▶ [PROMPT] From the records that follow, copy every line that contains the word "adding".

▶ [EXERCISE INPUT]
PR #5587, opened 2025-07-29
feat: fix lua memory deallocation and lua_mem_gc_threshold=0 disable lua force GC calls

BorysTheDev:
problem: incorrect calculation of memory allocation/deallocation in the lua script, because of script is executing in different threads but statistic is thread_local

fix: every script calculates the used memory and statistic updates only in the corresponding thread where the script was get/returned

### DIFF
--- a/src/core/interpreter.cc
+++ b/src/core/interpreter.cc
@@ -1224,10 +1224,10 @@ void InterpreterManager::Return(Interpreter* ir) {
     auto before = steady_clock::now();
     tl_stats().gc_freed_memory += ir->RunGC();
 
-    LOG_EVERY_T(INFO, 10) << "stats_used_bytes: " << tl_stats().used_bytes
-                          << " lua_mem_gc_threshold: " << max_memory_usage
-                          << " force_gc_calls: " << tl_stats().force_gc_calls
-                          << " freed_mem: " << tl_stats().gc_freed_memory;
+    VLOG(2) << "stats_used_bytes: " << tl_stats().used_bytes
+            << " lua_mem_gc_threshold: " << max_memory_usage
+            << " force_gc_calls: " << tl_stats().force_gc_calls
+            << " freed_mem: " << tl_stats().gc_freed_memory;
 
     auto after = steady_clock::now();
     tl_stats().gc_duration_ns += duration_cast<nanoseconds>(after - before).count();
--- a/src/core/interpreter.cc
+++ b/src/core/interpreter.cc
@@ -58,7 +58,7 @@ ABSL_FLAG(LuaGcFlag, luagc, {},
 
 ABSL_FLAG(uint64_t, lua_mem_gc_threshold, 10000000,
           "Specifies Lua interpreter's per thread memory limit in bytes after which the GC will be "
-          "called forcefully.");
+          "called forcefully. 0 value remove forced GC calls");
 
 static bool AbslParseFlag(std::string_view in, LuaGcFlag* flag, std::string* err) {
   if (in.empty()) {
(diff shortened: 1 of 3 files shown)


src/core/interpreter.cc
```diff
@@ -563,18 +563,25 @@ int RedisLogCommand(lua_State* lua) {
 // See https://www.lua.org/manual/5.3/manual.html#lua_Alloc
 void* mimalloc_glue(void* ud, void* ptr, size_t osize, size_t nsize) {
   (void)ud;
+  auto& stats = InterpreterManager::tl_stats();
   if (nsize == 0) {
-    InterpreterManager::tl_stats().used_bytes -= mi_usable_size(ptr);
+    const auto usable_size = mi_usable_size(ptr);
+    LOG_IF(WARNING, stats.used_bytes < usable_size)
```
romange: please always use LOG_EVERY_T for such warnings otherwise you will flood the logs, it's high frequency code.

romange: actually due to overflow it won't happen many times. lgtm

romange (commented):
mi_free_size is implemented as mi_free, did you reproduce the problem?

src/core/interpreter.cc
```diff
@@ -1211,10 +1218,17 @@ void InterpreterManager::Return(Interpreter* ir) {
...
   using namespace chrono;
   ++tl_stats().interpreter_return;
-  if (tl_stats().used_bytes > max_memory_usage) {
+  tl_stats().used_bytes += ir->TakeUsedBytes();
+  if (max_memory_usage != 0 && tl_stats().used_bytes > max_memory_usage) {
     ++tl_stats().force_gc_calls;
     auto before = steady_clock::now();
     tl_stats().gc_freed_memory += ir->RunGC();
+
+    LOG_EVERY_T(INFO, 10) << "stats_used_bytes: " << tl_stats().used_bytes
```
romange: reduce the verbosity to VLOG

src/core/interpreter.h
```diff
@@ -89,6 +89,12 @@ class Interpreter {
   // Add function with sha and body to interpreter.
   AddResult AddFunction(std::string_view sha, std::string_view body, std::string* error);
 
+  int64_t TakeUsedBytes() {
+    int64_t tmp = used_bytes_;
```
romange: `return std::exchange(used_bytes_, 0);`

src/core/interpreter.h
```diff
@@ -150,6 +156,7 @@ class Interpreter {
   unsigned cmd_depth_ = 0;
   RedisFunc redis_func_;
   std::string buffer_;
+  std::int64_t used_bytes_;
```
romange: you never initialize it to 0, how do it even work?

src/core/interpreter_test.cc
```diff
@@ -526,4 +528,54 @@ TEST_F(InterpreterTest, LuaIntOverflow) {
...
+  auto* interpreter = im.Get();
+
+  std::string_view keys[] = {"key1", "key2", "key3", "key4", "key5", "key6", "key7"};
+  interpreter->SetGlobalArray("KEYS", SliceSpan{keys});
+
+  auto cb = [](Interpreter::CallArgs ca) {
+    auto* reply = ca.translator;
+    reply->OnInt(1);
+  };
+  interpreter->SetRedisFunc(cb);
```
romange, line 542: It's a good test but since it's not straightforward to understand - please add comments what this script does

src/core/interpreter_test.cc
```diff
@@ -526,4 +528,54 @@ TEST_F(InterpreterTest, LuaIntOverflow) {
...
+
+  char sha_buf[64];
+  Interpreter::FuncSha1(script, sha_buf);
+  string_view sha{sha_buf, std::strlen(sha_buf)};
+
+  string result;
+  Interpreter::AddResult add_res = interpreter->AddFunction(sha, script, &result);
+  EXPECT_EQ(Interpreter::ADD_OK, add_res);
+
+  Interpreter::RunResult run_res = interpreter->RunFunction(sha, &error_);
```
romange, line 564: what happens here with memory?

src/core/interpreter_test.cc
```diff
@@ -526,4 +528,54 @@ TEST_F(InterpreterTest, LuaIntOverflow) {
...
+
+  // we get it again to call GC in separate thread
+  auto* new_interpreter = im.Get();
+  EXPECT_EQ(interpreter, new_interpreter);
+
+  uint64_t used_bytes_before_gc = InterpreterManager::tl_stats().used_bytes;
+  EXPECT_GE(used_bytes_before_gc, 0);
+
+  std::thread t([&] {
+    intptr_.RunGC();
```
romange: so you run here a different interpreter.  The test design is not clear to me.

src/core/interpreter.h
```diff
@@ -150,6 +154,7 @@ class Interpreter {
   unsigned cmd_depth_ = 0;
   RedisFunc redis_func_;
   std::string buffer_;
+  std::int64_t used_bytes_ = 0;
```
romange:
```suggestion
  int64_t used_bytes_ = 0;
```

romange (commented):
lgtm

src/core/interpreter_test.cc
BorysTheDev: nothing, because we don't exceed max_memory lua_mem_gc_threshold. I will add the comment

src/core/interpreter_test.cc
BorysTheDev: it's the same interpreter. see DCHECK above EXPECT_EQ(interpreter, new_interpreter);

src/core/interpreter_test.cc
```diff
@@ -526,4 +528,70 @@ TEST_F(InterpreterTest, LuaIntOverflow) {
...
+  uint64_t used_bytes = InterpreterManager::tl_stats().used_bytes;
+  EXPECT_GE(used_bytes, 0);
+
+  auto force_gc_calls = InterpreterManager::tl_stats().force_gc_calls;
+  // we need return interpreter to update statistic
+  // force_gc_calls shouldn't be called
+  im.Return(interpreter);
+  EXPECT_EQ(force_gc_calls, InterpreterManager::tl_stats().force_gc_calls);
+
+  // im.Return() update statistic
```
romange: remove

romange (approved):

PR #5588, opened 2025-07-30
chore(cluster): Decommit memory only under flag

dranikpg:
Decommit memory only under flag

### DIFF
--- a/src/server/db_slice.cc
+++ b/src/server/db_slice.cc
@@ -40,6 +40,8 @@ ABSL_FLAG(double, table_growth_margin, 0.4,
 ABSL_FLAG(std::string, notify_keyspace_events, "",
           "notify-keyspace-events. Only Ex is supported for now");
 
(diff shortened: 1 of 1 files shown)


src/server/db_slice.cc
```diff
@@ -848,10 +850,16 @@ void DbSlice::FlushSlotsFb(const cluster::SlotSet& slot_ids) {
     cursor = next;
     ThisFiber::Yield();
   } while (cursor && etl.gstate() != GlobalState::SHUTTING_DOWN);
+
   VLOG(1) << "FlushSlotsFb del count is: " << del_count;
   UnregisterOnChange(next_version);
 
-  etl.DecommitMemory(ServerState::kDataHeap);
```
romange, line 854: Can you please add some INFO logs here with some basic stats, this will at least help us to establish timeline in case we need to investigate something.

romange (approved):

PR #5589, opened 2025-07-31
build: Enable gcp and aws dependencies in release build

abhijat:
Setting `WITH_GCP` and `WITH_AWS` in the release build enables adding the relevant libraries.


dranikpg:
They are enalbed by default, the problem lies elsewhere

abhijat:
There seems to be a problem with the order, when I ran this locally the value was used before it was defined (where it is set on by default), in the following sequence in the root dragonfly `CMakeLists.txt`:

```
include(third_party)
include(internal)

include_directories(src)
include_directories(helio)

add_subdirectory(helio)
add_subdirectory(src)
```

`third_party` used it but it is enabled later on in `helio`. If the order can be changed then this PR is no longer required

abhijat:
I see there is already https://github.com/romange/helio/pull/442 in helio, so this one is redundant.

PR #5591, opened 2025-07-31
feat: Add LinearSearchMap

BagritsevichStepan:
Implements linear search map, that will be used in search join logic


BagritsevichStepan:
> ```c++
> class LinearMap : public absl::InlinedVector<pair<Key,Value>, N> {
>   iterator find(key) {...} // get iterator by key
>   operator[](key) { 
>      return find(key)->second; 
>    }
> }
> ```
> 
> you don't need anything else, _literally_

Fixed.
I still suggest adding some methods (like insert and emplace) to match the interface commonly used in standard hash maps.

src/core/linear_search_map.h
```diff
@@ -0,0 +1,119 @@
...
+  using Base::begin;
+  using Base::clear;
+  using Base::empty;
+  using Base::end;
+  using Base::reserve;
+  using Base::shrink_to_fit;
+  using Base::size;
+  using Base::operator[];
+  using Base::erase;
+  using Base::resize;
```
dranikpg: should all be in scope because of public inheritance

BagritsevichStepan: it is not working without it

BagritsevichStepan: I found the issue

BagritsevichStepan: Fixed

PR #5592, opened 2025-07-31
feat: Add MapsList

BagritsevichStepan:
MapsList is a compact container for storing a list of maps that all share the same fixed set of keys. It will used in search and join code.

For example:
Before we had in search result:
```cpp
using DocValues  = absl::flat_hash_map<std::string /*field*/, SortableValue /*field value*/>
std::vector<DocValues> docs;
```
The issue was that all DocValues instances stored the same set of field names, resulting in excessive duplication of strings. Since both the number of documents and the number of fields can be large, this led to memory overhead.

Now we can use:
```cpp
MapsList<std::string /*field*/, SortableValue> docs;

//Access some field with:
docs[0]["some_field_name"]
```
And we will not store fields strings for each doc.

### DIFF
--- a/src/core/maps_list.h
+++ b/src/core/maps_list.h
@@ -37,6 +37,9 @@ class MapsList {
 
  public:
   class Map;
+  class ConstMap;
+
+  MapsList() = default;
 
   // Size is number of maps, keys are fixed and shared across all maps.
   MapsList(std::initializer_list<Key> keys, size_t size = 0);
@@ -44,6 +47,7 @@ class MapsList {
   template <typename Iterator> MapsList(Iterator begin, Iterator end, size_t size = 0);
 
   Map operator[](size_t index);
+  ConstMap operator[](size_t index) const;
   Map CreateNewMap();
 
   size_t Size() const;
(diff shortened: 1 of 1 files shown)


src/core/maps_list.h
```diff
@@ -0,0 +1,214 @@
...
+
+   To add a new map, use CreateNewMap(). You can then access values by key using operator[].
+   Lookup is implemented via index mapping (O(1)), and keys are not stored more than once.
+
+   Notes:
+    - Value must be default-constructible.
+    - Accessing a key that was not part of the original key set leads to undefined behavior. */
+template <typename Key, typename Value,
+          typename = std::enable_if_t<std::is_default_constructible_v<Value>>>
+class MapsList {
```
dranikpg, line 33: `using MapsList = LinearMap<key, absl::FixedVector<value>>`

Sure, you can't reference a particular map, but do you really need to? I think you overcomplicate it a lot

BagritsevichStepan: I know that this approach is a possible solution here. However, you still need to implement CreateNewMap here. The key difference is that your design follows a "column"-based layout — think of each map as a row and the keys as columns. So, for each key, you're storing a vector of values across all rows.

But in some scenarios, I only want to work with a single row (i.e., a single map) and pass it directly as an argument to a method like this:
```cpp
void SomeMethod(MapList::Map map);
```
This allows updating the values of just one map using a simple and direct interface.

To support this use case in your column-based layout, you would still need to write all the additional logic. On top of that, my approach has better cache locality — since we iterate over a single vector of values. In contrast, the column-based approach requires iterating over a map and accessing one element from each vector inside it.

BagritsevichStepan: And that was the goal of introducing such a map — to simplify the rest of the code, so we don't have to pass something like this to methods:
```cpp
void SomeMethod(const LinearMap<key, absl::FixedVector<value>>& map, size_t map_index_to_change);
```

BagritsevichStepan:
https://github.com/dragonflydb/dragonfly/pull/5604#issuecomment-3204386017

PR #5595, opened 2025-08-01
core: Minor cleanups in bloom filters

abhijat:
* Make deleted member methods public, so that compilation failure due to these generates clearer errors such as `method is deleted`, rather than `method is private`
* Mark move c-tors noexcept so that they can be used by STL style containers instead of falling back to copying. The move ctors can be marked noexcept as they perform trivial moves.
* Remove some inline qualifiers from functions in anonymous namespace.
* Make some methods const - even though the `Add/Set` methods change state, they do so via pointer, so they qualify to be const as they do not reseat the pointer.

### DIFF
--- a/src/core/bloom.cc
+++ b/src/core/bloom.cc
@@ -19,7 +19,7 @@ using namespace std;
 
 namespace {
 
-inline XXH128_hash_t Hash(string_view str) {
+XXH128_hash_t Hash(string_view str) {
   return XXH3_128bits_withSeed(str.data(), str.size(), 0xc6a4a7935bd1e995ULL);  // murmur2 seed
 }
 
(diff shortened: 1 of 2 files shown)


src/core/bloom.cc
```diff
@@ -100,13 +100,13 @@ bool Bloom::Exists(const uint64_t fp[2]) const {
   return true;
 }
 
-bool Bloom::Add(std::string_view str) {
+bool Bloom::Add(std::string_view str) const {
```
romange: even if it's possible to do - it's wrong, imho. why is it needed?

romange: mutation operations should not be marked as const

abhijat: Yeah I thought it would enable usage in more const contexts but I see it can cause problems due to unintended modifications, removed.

▶ [RESULT FOR THIS TASK]
Setting `WITH_GCP` and `WITH_AWS` in the release build enables adding the relevant libraries.
I still suggest adding some methods (like insert and emplace) to match the interface commonly used in standard hash maps.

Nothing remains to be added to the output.